- _Problem description_: Pick out each line of the records in which the word "changes" appears.

- _Exercise inputs_:
------------------------------------------------------------

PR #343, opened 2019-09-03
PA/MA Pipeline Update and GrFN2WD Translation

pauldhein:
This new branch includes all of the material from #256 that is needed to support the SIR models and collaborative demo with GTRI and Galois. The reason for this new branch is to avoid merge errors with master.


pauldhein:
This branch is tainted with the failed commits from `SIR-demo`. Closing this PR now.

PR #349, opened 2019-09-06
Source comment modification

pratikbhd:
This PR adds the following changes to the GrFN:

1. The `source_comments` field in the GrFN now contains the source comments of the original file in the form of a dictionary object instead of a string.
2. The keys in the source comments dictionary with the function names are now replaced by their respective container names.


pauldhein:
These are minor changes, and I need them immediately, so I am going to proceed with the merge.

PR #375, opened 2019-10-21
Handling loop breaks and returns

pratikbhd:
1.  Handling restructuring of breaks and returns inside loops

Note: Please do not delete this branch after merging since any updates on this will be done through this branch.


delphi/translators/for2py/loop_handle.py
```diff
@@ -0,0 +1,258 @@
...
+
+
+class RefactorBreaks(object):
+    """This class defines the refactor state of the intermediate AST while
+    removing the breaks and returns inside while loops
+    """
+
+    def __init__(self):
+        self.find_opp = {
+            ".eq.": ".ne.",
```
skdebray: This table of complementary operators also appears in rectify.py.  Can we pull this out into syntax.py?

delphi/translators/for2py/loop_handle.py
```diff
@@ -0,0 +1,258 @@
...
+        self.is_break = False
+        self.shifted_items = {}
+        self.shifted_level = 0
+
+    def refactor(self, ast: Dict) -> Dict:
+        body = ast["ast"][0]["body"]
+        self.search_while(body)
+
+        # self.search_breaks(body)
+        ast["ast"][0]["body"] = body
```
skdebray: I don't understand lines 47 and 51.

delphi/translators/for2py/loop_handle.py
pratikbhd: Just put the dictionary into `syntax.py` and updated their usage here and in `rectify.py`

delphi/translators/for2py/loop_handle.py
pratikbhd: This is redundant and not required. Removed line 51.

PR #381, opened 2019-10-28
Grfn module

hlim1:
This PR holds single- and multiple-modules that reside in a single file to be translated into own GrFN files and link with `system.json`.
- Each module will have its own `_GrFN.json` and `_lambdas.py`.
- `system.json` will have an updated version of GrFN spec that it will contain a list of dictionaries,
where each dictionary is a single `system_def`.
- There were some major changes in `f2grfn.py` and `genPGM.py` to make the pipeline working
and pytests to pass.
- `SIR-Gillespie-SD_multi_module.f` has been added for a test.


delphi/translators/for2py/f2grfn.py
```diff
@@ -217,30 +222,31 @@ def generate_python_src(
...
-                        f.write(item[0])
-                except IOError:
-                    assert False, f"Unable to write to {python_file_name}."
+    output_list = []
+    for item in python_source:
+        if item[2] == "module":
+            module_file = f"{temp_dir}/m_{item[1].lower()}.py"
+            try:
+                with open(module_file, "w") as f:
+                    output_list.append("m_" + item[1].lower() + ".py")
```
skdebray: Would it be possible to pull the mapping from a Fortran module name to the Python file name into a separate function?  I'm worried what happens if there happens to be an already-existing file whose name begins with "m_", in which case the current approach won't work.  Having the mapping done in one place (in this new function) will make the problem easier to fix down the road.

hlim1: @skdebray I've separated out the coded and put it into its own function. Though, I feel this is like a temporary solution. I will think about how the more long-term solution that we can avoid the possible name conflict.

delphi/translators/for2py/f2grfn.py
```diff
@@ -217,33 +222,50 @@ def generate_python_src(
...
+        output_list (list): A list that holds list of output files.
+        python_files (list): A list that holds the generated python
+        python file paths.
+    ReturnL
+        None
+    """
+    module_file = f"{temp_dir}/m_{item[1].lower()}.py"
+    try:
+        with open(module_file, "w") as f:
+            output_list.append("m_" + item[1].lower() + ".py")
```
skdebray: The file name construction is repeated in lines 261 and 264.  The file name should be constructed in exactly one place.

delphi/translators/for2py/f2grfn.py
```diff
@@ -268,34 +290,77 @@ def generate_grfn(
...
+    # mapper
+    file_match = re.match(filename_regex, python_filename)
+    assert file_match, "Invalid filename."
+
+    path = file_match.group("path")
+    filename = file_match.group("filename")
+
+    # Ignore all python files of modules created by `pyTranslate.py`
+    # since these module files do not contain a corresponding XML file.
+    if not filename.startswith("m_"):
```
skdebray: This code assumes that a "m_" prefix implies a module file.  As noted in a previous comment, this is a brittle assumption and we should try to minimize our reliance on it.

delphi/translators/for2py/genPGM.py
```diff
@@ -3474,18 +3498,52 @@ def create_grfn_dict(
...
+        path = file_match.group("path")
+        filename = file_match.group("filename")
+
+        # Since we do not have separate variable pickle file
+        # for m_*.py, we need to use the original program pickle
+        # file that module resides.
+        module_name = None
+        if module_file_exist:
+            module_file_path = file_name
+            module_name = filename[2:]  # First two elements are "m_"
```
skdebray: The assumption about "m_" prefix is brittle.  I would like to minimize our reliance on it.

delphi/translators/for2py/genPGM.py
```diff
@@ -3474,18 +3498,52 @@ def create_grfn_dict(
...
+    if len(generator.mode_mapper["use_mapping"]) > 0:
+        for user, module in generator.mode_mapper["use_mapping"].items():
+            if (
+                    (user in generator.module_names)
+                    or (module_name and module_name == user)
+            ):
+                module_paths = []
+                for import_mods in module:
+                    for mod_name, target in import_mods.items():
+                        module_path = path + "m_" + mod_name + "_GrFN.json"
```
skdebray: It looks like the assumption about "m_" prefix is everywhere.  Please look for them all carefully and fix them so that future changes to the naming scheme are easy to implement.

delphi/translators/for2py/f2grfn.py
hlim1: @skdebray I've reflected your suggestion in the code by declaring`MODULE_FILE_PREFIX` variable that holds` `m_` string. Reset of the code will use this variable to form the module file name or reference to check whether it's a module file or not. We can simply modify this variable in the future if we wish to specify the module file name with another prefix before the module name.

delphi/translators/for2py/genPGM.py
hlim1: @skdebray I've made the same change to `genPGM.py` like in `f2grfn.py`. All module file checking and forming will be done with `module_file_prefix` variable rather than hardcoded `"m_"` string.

------------------------------------------------------------

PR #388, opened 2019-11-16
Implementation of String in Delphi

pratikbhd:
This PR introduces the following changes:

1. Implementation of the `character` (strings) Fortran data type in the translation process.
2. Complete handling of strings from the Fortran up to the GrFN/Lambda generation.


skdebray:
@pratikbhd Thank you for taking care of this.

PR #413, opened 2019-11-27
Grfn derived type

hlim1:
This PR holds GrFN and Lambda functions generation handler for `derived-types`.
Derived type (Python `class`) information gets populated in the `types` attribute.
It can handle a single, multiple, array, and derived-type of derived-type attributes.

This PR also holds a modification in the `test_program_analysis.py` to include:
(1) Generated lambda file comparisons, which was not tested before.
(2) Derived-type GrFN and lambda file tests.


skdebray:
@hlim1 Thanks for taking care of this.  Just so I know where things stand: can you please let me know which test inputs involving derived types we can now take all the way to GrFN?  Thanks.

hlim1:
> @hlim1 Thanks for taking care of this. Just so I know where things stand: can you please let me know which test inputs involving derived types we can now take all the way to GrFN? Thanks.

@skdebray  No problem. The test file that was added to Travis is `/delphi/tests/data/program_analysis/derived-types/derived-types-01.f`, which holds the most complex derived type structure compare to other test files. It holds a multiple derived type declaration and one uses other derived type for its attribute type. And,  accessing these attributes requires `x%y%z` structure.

------------------------------------------------------------

- _Solution to this exercise_:
This PR adds the following changes to the GrFN:
These are minor changes, and I need them immediately, so I am going to proceed with the merge.
- There were some major changes in `f2grfn.py` and `genPGM.py` to make the pipeline working
skdebray: It looks like the assumption about "m_" prefix is everywhere.  Please look for them all carefully and fix them so that future changes to the naming scheme are easy to implement.
This PR introduces the following changes:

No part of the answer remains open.